- **Work to complete**
Take the line containing "to help out." as the first and the last line of the records below as the end, and please set down only what lies between them exactly, both ends included.

- **Provided entries**

--- START ---

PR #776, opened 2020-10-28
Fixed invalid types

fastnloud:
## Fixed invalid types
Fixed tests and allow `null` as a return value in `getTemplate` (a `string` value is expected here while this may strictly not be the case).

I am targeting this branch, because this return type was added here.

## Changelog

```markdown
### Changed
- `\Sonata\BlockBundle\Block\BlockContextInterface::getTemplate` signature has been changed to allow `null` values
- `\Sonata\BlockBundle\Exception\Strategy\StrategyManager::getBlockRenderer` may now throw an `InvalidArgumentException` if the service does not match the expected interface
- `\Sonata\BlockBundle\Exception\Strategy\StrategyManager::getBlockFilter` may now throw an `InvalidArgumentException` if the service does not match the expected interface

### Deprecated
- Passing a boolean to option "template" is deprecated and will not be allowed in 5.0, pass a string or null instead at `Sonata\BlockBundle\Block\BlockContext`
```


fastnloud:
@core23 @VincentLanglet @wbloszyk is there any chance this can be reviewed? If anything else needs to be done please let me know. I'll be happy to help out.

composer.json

--- END ---

- **Result**
@core23 @VincentLanglet @wbloszyk is there any chance this can be reviewed? If anything else needs to be done please let me know. I'll be happy to help out.

composer.json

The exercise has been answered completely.